# Drug testing



## joeyuk (Feb 27, 2008)

At local 164 we have always had to sign a card submitting to random drug testing by the contractor. A new policy was initiated last month. 100% of union electricians working in our territory were required to be tested and receive a "clean card" photo ID . After this inital test 25% of the local are retested randomly each year. 
While I do feel this makes us a better product. A safer enviroment is created by this as well. I also wonder if we are losing something along the way. Basically having done nothing wrong but being asked to prove yourself innocent. I might equate it to giving the police authority to line everyone up against the wall to search for weapons.

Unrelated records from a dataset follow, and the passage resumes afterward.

PR #422, opened 2026-05-19
Restore open_file tool (closes #404)

### LINKED ISSUE #404: open_file tool doesn't exist anymore
Why did you remove the "open_file" tool?
I always use the GUI and the open_file tool was useful

NeKroFR:
Restores the `open_file` MCP tool that was removed in 8461a5f ("Clean up legacy tools"). Originally added in d941072.

Also folds in the Linux executable-path fix from fa86976 (`_get_ida_executable` uses `/proc/self/exe` instead of `sys.executable`).


mrexodia:
Thanks a lot!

The city would be safer but such a violation of rights would not be tolerated. 
I will submit to any requirement the local feels is necessary but was wondering others thoughts are on this issue.
Joe
You should thank me for waiting till after lunch to post image. 

I removedthe image as I did not want it out there for all eternity.


----------



## dawgs (Dec 1, 2007)

To me it is a small price to pay to insure everyones safety on the job. I dont really care what people do on their own time, but generally dopers, and tweakers use when they are on the job as well as their own time.


----------



## brian john (Mar 11, 2007)

To me it is BS................BULL SHI*, ROAD APPLES, GOD DURN HOG WASH.

Why not go house to house searching for drugs.

I neither smoke, drink or use illegal drugs....I just like me freedoms and my pee is mine, unless I want you to have it.

You think the work site is safer because a few apprentices were let go for smoking pot, while the professional drunks work away.


----------



## dawgs (Dec 1, 2007)

I feel the same way about the drunks. Yes I do feel safer that some pot head apprentices were let go. This is no different than a back ground check. I do believe workers have rights, The right to be safe on the job without having to work with people who may be under the influence and or hung over.


----------



## dawgs (Dec 1, 2007)

brian john said:


> To me it is BS................BULL SHI*, ROAD APPLES, GOD DURN HOG WASH.
> 
> Why not go house to house searching for drugs.
> 
> ...


 
brian john, I know you run your own business, don't some of your customers you deal with require your employees to be screened?


----------



## amptech (Sep 21, 2007)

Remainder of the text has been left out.